2- Unsaturated fat: a molecule that has
one or more double bonds, formed by the
removal of hydrogen atoms from the
carbon skeleton (e.g., fats of plants and
fishes).
2) Phospholipids

Phospholipids have 2 fatty acids and a phosphate
group attached to glycerol

Phospholipids are essential for cells because they
make up cell membranes.

The two ends of phospholipids show different
behavior toward water.
a- Hydrocarbon tails are hydrophobic and are
excluded from water.
b- The hydrophilic head that has an affinity for water
3) Steroids

Many hormones, as well as cholesterol, are steroids

Cholesterol is a common component of animal cell
membranes and is also the precursor from which other
steroids are synthesized.

Cholesterol is synthesized in the liver

A high level of cholesterol in the blood may contribute to
atherosclerosis (Hardening of the arteries)
Proteins

Proteins are built from 20 kinds of amino acids.

Amino acids: are organic molecules possessing both carboxyl and
amino groups.

Examples of amino acids: serine, threonine, lysine, tryptophan,
proline…etc

Polypeptides: are polymers of amino acids linked by peptide bonds.
-
A protein is consists of 1 or more polypeptides.
-
At one end of the polypeptide chain is a free amino group
(N-terminus);
at the opposite end is free carboxyl group (C-terminus).
Proteins have important and Various functions
1. Enzymes: Catalysis of cellular reactions
2. Structural Proteins: Maintain cell shape
3. Transport: Transport in cells/bodies (e.g. hemoglobin).
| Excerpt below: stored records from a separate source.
PR #81, opened 2019-01-17
Update all paths /var/run -> /run

eworm-de:
In recent versions systemd starts complaining:

/usr/lib/systemd/system/auditd.service:12: PIDFile= references path below
legacy directory /var/run/, updating /var/run/auditd.pid → /run/auditd.pid;
please update the unit file accordingly.

So let's just update the paths.

### DIFF
--- a/init.d/auditd.service
+++ b/init.d/auditd.service
@@ -17,7 +17,7 @@ Documentation=man:auditd(8) https://github.com/linux-audit/audit-documentation
 
 [Service]
 Type=forking
-PIDFile=/var/run/auditd.pid
+PIDFile=/run/auditd.pid
 ExecStart=/sbin/auditd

Channels
and carriers across cell membrane.
4. Communication: Chemical messengers, hormones, and receptors.
5. Defensive: Antibodies and other molecules that bind to foreign
molecules and help destroy them.
6. Contractile: Muscular movement.
7. Storage: Store amino acids for later use (e.g. egg white).
Levels of Proteins structure
1.
Primary structure: is a unique sequence of amino acid.
2.
Secondary structure: is a coiled and folded chain with
repeated segments polypeptide.
3.
Tertiary structure: is a superimposed on the patterns of
secondary structure.
4.
Quaternary structure: is a protein that consists of two or
more polypeptide chains. e.g. hemoglobin.
Nucleic Acids store and transmit hereditary
information for all living things
 There
are two types of nucleic acids in living things:
A. Deoxyribonucleic Acid (DNA)
Contains genetic information of all living organisms.
 Has segments called genes which provide information to
make each and every protein in a cell
 Double-stranded molecule which replicates each time a cell
divides.

B. Ribonucleic Acid (RNA)
Three main types called mRNA, tRNA, rRNA
 RNA molecules are copied from DNA and used to make
gene products (proteins).
 Usually exists in single-stranded form.

DNA and RNA are polymers of nucleotides that determine the
primary structure of proteins
Nucleotide: Subunits of DNA or RNA.
Nucleotides have three components:
1. Pentose sugar (ribose or deoxyribose)
2. Phosphate group to link nucleotides (-PO4)
3. Nitrogenous base (A,G,C,T or U)

Purines: Have 2 rings.
Adenine (A) and guanine (G)

Pyrimidines: Have one ring.
Cytosine (C), thymine (T) in DNA or uracil (U) in RNA.
James Watson and Francis Crick Determined the 3-D Shape
of DNA in 1953
 Double
helix: The DNA molecule is a double helix.
 Antiparallel: The two DNA strands run in opposite
directions.
Strand 1: 5’ to 3’ direction (------------>)
Strand 2: 3’ to 5’ direction (<------------)
 Complementary Base Pairing: A & T (U) and G & C.
A on one strand hydrogen bonds to T (or U in RNA).
G on one strand hydrogen bonds to C.
 Replication: The
double-stranded DNA molecule can
easily replicate based on A=T and G=C pairing.